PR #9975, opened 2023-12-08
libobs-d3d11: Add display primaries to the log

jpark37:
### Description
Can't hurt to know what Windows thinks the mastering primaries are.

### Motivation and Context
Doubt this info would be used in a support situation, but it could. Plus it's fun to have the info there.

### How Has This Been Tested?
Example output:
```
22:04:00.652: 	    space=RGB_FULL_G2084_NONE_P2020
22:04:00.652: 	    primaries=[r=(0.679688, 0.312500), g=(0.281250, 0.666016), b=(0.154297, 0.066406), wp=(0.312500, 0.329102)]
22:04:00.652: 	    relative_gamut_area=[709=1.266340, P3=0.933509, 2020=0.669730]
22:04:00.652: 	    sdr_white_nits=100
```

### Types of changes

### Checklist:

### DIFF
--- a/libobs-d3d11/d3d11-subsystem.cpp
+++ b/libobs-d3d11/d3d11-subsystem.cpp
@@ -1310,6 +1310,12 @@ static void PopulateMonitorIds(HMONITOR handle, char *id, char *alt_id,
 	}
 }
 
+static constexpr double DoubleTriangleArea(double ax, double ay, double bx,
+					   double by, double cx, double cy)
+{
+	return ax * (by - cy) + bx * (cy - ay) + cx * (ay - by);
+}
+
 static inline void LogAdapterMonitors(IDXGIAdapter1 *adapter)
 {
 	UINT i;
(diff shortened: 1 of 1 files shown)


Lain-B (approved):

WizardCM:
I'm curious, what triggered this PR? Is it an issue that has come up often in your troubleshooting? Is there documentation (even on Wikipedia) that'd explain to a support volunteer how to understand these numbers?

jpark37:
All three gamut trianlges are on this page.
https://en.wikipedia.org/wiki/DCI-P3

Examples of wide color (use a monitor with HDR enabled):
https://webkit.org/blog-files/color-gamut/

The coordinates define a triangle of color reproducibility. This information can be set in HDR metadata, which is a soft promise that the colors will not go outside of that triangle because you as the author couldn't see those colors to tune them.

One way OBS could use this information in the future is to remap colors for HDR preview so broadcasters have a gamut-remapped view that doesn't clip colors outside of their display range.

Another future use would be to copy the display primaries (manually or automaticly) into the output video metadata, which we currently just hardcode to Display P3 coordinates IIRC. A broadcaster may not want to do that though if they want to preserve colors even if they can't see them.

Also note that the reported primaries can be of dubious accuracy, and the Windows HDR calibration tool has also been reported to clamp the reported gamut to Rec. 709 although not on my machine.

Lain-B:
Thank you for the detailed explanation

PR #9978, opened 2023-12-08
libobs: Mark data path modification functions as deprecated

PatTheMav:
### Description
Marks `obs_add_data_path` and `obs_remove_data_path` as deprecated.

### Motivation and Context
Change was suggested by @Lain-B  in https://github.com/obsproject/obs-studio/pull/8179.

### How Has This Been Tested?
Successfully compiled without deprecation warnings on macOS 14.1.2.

* * *

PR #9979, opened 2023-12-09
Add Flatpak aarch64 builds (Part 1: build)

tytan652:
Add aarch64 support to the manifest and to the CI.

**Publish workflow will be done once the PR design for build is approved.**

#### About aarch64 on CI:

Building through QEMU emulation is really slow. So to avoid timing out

==

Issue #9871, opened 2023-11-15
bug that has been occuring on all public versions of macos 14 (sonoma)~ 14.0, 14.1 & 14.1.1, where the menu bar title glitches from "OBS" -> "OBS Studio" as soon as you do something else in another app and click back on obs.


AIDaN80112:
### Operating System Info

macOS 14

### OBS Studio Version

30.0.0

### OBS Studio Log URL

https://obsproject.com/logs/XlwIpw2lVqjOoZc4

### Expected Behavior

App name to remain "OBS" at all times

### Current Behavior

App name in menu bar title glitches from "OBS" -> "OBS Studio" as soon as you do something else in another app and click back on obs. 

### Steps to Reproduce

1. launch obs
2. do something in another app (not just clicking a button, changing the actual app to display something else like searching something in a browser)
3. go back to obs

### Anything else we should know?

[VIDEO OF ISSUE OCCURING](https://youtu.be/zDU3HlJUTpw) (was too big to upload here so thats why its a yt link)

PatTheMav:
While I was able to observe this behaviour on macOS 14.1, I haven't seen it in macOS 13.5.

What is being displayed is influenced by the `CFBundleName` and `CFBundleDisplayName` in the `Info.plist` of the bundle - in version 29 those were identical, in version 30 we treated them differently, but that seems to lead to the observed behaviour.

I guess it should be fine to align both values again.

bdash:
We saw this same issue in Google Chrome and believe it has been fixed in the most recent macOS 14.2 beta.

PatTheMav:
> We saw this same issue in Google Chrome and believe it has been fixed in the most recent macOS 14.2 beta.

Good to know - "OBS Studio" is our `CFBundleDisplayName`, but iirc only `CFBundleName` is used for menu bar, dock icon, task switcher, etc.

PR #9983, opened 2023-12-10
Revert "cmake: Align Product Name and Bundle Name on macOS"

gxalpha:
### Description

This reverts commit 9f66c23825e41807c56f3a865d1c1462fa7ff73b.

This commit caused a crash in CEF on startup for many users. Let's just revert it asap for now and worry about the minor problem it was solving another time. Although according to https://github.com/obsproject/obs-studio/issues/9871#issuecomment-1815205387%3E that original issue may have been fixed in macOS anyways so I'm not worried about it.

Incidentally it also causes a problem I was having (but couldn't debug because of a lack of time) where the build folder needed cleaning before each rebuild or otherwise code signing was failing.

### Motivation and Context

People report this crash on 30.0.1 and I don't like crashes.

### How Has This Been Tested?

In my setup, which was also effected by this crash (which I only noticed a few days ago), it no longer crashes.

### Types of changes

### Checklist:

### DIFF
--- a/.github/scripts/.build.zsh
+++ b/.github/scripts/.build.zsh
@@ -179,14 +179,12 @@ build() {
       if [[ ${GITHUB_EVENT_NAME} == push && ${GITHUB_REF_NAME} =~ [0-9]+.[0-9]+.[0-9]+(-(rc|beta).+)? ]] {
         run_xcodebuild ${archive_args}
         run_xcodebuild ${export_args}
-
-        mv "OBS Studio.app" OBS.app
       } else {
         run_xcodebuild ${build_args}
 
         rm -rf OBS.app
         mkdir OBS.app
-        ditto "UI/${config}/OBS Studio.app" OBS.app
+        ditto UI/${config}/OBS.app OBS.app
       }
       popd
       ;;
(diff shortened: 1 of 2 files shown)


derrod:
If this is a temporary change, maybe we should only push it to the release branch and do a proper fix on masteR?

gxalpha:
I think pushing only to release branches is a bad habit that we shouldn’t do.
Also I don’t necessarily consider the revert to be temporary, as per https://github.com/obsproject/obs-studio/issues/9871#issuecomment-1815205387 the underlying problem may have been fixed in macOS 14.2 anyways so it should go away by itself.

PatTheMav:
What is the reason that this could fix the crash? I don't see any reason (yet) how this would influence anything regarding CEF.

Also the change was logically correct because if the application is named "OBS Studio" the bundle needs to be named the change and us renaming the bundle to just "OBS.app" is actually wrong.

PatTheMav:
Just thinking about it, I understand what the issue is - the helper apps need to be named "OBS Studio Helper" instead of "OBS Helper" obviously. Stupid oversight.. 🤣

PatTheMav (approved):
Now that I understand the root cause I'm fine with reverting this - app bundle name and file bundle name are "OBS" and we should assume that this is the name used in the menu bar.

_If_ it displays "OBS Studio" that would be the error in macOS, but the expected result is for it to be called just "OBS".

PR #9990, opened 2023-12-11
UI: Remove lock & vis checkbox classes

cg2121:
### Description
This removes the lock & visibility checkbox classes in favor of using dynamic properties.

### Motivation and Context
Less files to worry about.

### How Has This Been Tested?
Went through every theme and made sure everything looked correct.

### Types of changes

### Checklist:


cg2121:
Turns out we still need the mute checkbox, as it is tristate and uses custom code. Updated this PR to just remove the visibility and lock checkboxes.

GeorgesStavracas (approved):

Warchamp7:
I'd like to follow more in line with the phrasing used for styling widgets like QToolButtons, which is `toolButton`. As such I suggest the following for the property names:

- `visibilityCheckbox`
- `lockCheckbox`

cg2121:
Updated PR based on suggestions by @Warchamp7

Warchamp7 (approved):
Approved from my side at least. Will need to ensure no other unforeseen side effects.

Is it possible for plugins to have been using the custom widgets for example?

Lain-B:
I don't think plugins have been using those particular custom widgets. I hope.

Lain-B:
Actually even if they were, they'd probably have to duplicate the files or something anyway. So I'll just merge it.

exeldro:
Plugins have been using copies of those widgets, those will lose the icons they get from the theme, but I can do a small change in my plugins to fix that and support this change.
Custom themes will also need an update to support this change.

Exercise description:
Lines containing the string "colors" in the listing: say how many there are, giving only the number.

Result:
3